(Saved data entries)
PR #1624, opened 2018-07-30
WIP: Simplify the repo_checker handling overlays

coolo:
So far we had one repo directory (having the staging prj) and other
directories (having the target project). Additionally the staging prj's
binaries were added to to_ignore, which led to improper overlay handling
for service packs where we have 4 projects to look at - for sp1 (2 more
for sp2...)

Now passing the projects in expansion order as in OBS, so we can ignore
overlayed binaries later on and stop handling staging prj any different.

### DIFF
--- a/osclib/cache.py
+++ b/osclib/cache.py
@@ -90,7 +90,7 @@ class Cache(object):
         '/source/([^/]+)/_meta$': TTL_LONG,
         '/source/([^/]+)/(?:[^/]+)/(?:_meta|_link)$': TTL_LONG,
         '/source/([^/]+)/dashboard/[^/]+': TTL_LONG,
-        '/source/([^/]+)/_attribute/[^/]+': TTL_MEDIUM,
+        '/source/([^/]+)/_attribute/[^/]+': TTL_SHORT,
         # Handles clearing local cache on package deletes. Lots of queries like
         # updating project info, comment, and package additions.
         '/source/([^/]+)/(?:[^/?]+)(?:\?[^/]+)?$': TTL_LONG,
--- a/repo_checker.pl
+++ b/repo_checker.pl
@@ -19,24 +19,10 @@ require CreatePackageDescr;
 my $ret = 0;
 my $arch = shift @ARGV;
 my @directories = split(/\,/, shift @ARGV);
-my %toignore;
-my $repodir;
 my %whitelist;
 while (@ARGV) {
     my $switch = shift @ARGV;
-    if ( $switch eq "-f" ) {
-        my $toignore = shift @ARGV;
-        open( TOIGNORE, $toignore ) || die "can't open $toignore";
-        while (<TOIGNORE>) {
-            chomp;
-            $toignore{$_} = 1;
-        }
-        close(TOIGNORE);
-    }
-    elsif ( $switch eq "-r" ) {
-        $repodir = shift @ARGV;
-    }
-    elsif ( $switch eq "-w" ) {
+    if ( $switch eq "-w" ) {
         %whitelist = map { $_ => 1 } split(/\,/, shift @ARGV);
     }
     else {
@@ -47,9 +33,8 @@ while (@ARGV) {
 
 my %targets;
 
-sub write_package($$) {
-    my $ignore  = shift;
-    my $package = shift;
+sub write_package {
+    my ($package, $packages_fd, $written_names) = @_;
 
     my $name = basename($package);
     if ($name =~ m/^[a-z0-9]{32}-/) { # repo cache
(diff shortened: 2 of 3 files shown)


coolo:
OK, it's not as easy.

Running this on a staging request will report all problems of Factory too. This is not what we want - just as we don't want to know the Update problems in SP1 Staging.

But I have the feeling this ignoring of problems should be done on the level up - as we discussed previously to outsource the installcheck logic

jberry-suse:
> Running this on a staging request will report all problems of Factory too.

Just like when reviewing adi stagings with packages not in the rings. If this change is made it will mean the staging master would need to maintain a much larger whitelist. The whitelist could be inherited using the repo expansion chain or could be required to be maintained in the target project. I see reasons for both being desirable.

It seems unavoidable if removing the staging project as filter of packages to care about.

coolo:
But wouldn't this long whitelist make the project mode toothless? I would rather move the filtering into the .py part. I just didn't come around to do it - for SP1 I went the 'long whitelist' road, but that's not practical IMO for Factory.

jberry-suse:
> But wouldn't this long whitelist make the project mode toothless?

`project_only` run still shows you just the problems in the target project as otherwise they're mixed in with staging project problems.

> I would rather move the filtering into the .py part. I just didn't come around to do it - for SP1 I went the 'long whitelist' road, but that's not practical IMO for Factory.

Where the filtering is done is not a big deal and does not change the problem at hand. I agree the long-whitelist could be rather annoying to deal with in Factory/Leap.

See #1630 for a proposal to resolve whitelist issue.

jberry-suse:
One item to note since you are trying to do repo stacking which can involve greater than two layers. The current approach is not 100% correct as it only ignores binaries from the lower layers produced with the same name as those in the upper layers (staging). If I remember correctly (a few existing issues related to this), there are a couple edge-cases specially around old-style multibuild packages and renaming sub-packages that are not handled the same as OBS which does package level overrides of binaries.

It appears your reworking continues the same pattern as before, but since you introduce more layers that span multiple years of a project the likelyhood of hitting such edge-cases likely increases. This is why this really should be handled on OBS end.

osclib/cache.py
```diff
@@ -90,7 +90,7 @@ class Cache(object):
         '/source/([^/]+)/_meta$': TTL_LONG,
         '/source/([^/]+)/(?:[^/]+)/(?:_meta|_link)$': TTL_LONG,
         '/source/([^/]+)/dashboard/[^/]+': TTL_LONG,
-        '/source/([^/]+)/_attribute/[^/]+': TTL_MEDIUM,
+        '/source/([^/]+)/_attribute/[^/]+': TTL_SHORT,
```
jberry-suse: Not particularly related.

jberry-suse: Nothing wrong with the change. Just not related to commit "Simplify the repo_checker handling overlays".

jberry-suse:
Can't it still be assumed the top layer is the only one being reviewed and as such filtered the same was before?

coolo:
I think so. I just want to raise the filtering to the python level - but it's a little warm for real work :(

jberry-suse:
Raising the filter should likely be scoped for separate work. Basically, just keep the existing filtering and use all rpms in top layer as that list instead of requiring it to be passed in.

jberry-suse:
Assuming that is changed, I would see nothing preventing this from being merged (assuming it works) as the behavior would not be changed.

jberry-suse:
`toignore` should basically be populated with all the packages from highest level directory. Since python never reads the rpms it makes sense for that to remain here. Alternatively, those lists can be built base on OBS query like before and passed like before, but no need to change all that in order to achieve the additional layering.

jberry-suse:
Fixing the scoping should be relatively easy as it is basically just not removing that logic from perl end. I'll end up needing this or something similar to handle maintenance requests since they are layered on top of project. As such I would prefer to use the same code. Please let me know what your timeline looks like.

jberry-suse:
After asking in IRC it seems @coolo will not be working on this until after several weeks of vacation.

I was able to bring back to old behavior of only mentioning issues for RPMs in top layer, but as I suspected this does not work the same as before nor mimic the effect of merging.

With the following change:

```diff
diff --git a/repo_checker.pl b/repo_checker.pl
index 9537483d..562710a1 100644
--- a/repo_checker.pl
+++ b/repo_checker.pl
@@ -65,15 +65,17 @@ open( my $packages_fd, ">", $pfile ) || die 'can not open';
 print $packages_fd "=Ver: 2.0\n";
 
 my $written_names = {};
+my $first_layer = 1;
 
 foreach my $directory (@directories) {
     @rpms = glob("$directory/*.rpm");
     foreach my $package (@rpms) {
         my $name = write_package( $package, $packages_fd, $written_names );
-        if ($name && !exists($whitelist{$name})) {
+        if ($first_layer && $name && !exists($whitelist{$name})) {
             $targets{$name} = 1;
         }
     }
+    $first_layer = 0;
 }
 
 close($packages_fd);
```

The only issue I see in _Factory:K_ is the following:

```
found conflict of xorg-x11-Xvnc-1.8.0-14.3.x86_64 with xorg-x11-Xvnc-module-1.9.0-1.1.x86_64:
  - /etc/X11/xorg.conf.d/10-libvnc.conf
  - /usr/lib64/xorg/modules/extensions/libvnc.so
```

In this case _K_ has 1.8 of `tigervnc` while _Factory_ has 1.9. This is due to _K_ not behing rebased post merge of update. When evaluating this request with current code the problem does not arise. This is because the layer is done incorrectly in that all binaries produced by `K/tigervnc` do not override `Factory/tigervnc`, but instead all the binaries in `K` override all the binaries in `Factory`. Since the subpackage name changed we get both the old and new binary.

This is also true for delete requests which are completely broken by this since the binaries from parent project would still be present.

The python code removed from `repo_checker.py` exists for this reason and I would suggest this be un-deployed if being used for SP1 currently.

jberry-suse:
This will need to be heavily reworked to handle this close to correctly and since you indicated you won't work on it until September I'll end up making it work so closing this issue.

jberry-suse:
Based on IRC discussion, evaluating a letter staging along for Factory results in a [giant mess](https://gist.github.com/jberry-suse/649f1b465700141097a1eb0d6a6529c6) that is not really considerable.

jberry-suse:
For posterity, the following diff was used to test staging only.

```diff
diff --git a/repo_checker.py b/repo_checker.py
index 11b850ec..bb34d93c 100755
--- a/repo_checker.py
+++ b/repo_checker.py
@@ -251,13 +251,6 @@ class RepoChecker(ReviewBot.ReviewBot):
             if not len(stagings):
                 continue
 
-            # Only bother if staging can match arch, but layered first.
-            repos = self.staging_api(project).expanded_repos('standard')
-            for layered_project, repo in repos:
-                if repo != 'standard':
-                    raise "We assume all is standard"
-                directories.append(self.mirror(layered_project, arch))
-
             whitelist = self.binary_whitelist(project, arch, group)
 
             # Perform checks on group.
```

EXERCISE DETAILS:
Given the data above, which lines hold the string "evaluating"? Return them.

EXERCISE OUTPUT:
In this case _K_ has 1.8 of `tigervnc` while _Factory_ has 1.9. This is due to _K_ not behing rebased post merge of update. When evaluating this request with current code the problem does not arise. This is because the layer is done incorrectly in that all binaries produced by `K/tigervnc` do not override `Factory/tigervnc`, but instead all the binaries in `K` override all the binaries in `Factory`. Since the subpackage name changed we get both the old and new binary.
Based on IRC discussion, evaluating a letter staging along for Factory results in a [giant mess](https://gist.github.com/jberry-suse/649f1b465700141097a1eb0d6a6529c6) that is not really considerable.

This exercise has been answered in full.